Work required: Will you transcribe the entries that follow, exactly and in full?
─── Exercise material ───
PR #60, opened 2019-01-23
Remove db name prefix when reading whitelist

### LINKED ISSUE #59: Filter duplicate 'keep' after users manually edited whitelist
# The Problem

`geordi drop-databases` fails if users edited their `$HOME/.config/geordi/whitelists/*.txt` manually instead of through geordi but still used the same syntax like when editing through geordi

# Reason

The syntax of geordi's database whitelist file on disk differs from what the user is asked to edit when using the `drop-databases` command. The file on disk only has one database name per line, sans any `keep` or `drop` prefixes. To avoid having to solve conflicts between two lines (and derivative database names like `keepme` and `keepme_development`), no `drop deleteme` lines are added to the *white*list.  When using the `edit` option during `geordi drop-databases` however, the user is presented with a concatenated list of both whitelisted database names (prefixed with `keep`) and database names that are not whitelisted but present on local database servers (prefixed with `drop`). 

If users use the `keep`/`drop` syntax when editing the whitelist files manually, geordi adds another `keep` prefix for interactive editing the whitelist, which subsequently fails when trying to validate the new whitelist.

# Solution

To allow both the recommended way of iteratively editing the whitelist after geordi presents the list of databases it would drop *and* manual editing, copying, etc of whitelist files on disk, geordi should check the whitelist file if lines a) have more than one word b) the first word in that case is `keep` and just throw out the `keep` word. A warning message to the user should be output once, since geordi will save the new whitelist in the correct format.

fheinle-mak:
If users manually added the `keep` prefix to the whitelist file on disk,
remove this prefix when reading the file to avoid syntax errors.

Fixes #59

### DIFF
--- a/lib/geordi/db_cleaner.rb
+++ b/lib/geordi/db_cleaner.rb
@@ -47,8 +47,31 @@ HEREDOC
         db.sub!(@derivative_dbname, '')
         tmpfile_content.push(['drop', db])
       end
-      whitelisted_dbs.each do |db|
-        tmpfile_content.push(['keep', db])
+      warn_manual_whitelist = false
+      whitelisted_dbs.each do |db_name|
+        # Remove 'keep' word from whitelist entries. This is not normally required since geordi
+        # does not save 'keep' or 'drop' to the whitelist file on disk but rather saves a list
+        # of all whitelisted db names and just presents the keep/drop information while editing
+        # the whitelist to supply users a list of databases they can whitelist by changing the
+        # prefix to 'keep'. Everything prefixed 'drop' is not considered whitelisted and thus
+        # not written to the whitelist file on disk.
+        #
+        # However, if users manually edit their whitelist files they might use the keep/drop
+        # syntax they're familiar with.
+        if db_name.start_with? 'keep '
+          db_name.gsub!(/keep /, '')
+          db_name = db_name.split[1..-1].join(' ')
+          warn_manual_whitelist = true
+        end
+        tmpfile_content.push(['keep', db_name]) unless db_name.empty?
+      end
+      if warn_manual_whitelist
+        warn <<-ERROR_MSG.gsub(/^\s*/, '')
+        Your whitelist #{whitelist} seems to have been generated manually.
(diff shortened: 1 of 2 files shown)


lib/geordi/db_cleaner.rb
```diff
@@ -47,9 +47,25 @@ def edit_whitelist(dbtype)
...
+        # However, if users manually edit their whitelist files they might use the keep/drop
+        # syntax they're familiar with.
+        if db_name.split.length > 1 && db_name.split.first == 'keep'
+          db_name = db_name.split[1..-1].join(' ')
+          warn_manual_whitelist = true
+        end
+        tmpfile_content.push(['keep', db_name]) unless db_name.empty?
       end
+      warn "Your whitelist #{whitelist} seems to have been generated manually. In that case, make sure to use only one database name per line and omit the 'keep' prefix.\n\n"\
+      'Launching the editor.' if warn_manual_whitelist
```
───
Exercise solution:
PR #60, opened 2019-01-23
Remove db name prefix when reading whitelist

### LINKED ISSUE #59: Filter duplicate 'keep' after users manually edited whitelist
# The Problem

`geordi drop-databases` fails if users edited their `$HOME/.config/geordi/whitelists/*.txt` manually instead of through geordi but still used the same syntax like when editing through geordi

# Reason

The syntax of geordi's database whitelist file on disk differs from what the user is asked to edit when using the `drop-databases` command. The file on disk only has one database name per line, sans any `keep` or `drop` prefixes. To avoid having to solve conflicts between two lines (and derivative database names like `keepme` and `keepme_development`), no `drop deleteme` lines are added to the *white*list.  When using the `edit` option during `geordi drop-databases` however, the user is presented with a concatenated list of both whitelisted database names (prefixed with `keep`) and database names that are not whitelisted but present on local database servers (prefixed with `drop`). 

If users use the `keep`/`drop` syntax when editing the whitelist files manually, geordi adds another `keep` prefix for interactive editing the whitelist, which subsequently fails when trying to validate the new whitelist.

# Solution

To allow both the recommended way of iteratively editing the whitelist after geordi presents the list of databases it would drop *and* manual editing, copying, etc of whitelist files on disk, geordi should check the whitelist file if lines a) have more than one word b) the first word in that case is `keep` and just throw out the `keep` word. A warning message to the user should be output once, since geordi will save the new whitelist in the correct format.

fheinle-mak:
If users manually added the `keep` prefix to the whitelist file on disk,
remove this prefix when reading the file to avoid syntax errors.

Fixes #59

### DIFF
--- a/lib/geordi/db_cleaner.rb
+++ b/lib/geordi/db_cleaner.rb
@@ -47,8 +47,31 @@ HEREDOC
         db.sub!(@derivative_dbname, '')
         tmpfile_content.push(['drop', db])
       end
-      whitelisted_dbs.each do |db|
-        tmpfile_content.push(['keep', db])
+      warn_manual_whitelist = false
+      whitelisted_dbs.each do |db_name|
+        # Remove 'keep' word from whitelist entries. This is not normally required since geordi
+        # does not save 'keep' or 'drop' to the whitelist file on disk but rather saves a list
+        # of all whitelisted db names and just presents the keep/drop information while editing
+        # the whitelist to supply users a list of databases they can whitelist by changing the
+        # prefix to 'keep'. Everything prefixed 'drop' is not considered whitelisted and thus
+        # not written to the whitelist file on disk.
+        #
+        # However, if users manually edit their whitelist files they might use the keep/drop
+        # syntax they're familiar with.
+        if db_name.start_with? 'keep '
+          db_name.gsub!(/keep /, '')
+          db_name = db_name.split[1..-1].join(' ')
+          warn_manual_whitelist = true
+        end
+        tmpfile_content.push(['keep', db_name]) unless db_name.empty?
+      end
+      if warn_manual_whitelist
+        warn <<-ERROR_MSG.gsub(/^\s*/, '')
+        Your whitelist #{whitelist} seems to have been generated manually.
(diff shortened: 1 of 2 files shown)


lib/geordi/db_cleaner.rb
```diff
@@ -47,9 +47,25 @@ def edit_whitelist(dbtype)
...
+        # However, if users manually edit their whitelist files they might use the keep/drop
+        # syntax they're familiar with.
+        if db_name.split.length > 1 && db_name.split.first == 'keep'
+          db_name = db_name.split[1..-1].join(' ')
+          warn_manual_whitelist = true
+        end
+        tmpfile_content.push(['keep', db_name]) unless db_name.empty?
       end
+      warn "Your whitelist #{whitelist} seems to have been generated manually. In that case, make sure to use only one database name per line and omit the 'keep' prefix.\n\n"\
+      'Launching the editor.' if warn_manual_whitelist
```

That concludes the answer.